Ete the access servo mechanism of a magnetic disk apparatus for performing an access operation, the first driving means performs a displacement substantially proportional to the input signal, a control system for positioning of said first drive means, the target position and the current position And outputting the integrated value of the deviation as a manipulated variable and inputting the manipulated variable to the first driving means. The integrating means operates within a range corresponding to the stroke of the first driving means.
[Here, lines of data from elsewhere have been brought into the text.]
PR #286, opened 2018-05-24
Update customProDB dependency to 50a44bb8

chambm:
This update allows writing the reference FASTA without a BAM file, a new annotation source, PrepareAnnotationGCF, which should work for any GCF assembly with mRNA and the `_cds_from_genomic.fna.gz`, `_translated_from_cds.faa.gz`, and `_genomic.gff.gz` files
Fix easyRun() to indefinitely look for "#CHROM" instead of having a capped number of rows to skip; necessary for assemblies that have not been assembled into chromosomes


bgruening:
Tool version bump?

bgruening:
The tests are failing? :(

chambm:
There's a bunch of dependency resolution conflicts at the top that weren't there before (they couldn't be affected by just me updating the GitHub hash). Any advice for how to resolve those? I assume they're responsible for the later error:
```
--------------------------------------
| 7 - test1_sort_rpkm.fasta (HID - NAME) 
| Dataset State:
|  error
| Dataset Blurb:
|  error
| Dataset Info:
|  Error in loadNamespace(name) : there is no package called 'devtools'
|  Calls: withCallingHandlers ... tryCatch -> tryCatchList -> tryCatchOne -> <Anonymous>
|  Execution halted
|  Fatal error: Exit code 1 (Job Failed)
| Peek:
|  None
| Dataset Job Standard Output:
|  Error in loadNamespace(name) : there is no package called 'devtools'
|  Calls: withCallingHandlers ... tryCatch -> tryCatchList -> tryCatchOne -> <Anonymous>
|  Execution halted
| Dataset Job Standard Error:
|  Fatal error: Exit code 1 (Job Failed)
|
--------------------------------------
```

chambm:
Why aren't those packages needed?

bgruening:
In theory you just need to have the top level package. By including "all" packages you make it unnecessarily complicated for the solver to find a package list that is compatible.

chambm:
What top level package? I can't use the official bioconductor-customProDB conda package because we need the unofficial changes in my version. And it seems odd to make a conda package for an unofficial fork, right?

bgruening:
> What top level package? I can't use the official bioconductor-customProDB conda package because we need the unofficial changes in my version. And it seems odd to make a conda package for an unofficial fork, right?

Could we use https://github.com/galaxyproject/conda-iuc or give the package a different name?

chambm:
What is the least-effort way to get this in? It's definitely customProDB, it wouldn't make sense to change the name.

bgruening:
I do not know @chambm. From my point its not customProDB as the results from Galaxy can not be reproduced in R with the original packacge, or the one in bioconda. So either we fix the dependencies here (which seems to be hard) or we create an additional package.

bgruening:
ping @bedroesb

bgruening:
```
 Output variation table and variant protein sequence caused by SNVs... Error in result_create(conn@ptr, statement) : no such table: mtable
|  Calls: withCallingHandlers -> do.call -> <Anonymous> -> easyRun -> aaVariation
```

@chambm this does not seem to be a dependency error anymore.

chambm:
Hallelujah! :tada: We can cross this off the bucket list!

bgruening:
Mächtig gewaltig, Egon! Thanks.

PR #288, opened 2018-06-04
metaprosip fix and improvements

bernt-matthias:
- fixed number of columns in peptide centric tsv files differed (because the program just does not output empty columns at the end)
- better processing of the file names in the table (no allows for filtering)
- added option to output images to collection (before for png and svg output a html table was created and only for pdf a collection. but collection are better for postprocessing, eg filtering)


bernt-matthias:
travis problems are due to wrong urls in some openms tools.

bgruening:
Thanks Matthias!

So that the quantity signal is maintained
An access servo mechanism for a magnetic disk drive, comprising a saturation means for limiting an integral value. 4. A for performing Shi read out writing and information to the magnetic disk, in positioning a magnetic head on a predetermined track, a first drive means small stroke is a high response, the required Although having an operable stroke over a range and is by coordinating a slow second driving means responsive, cut and movement between tracks, and a tracking operation to the track
In the access servomechanism of the magnetic disk apparatus for performing an access operation in place, the first driving means performs a displacement substantially proportional to the input signal, a control system for positioning of said first drive means, the target position and the current An integration means for outputting a value obtained by integrating the deviation from the position as an operation amount and inputting the same to the first drive means, wherein the integration means is provided within a range corresponding to a stroke of the first drive means. So that the manipulated variable signal is maintained
An access unit for a magnetic disk drive, comprising: a saturation unit for limiting an integral value; and a unit for adding a signal proportional to an input signal of the first drive unit to a target value signal of the second drive unit. Servo mechanism.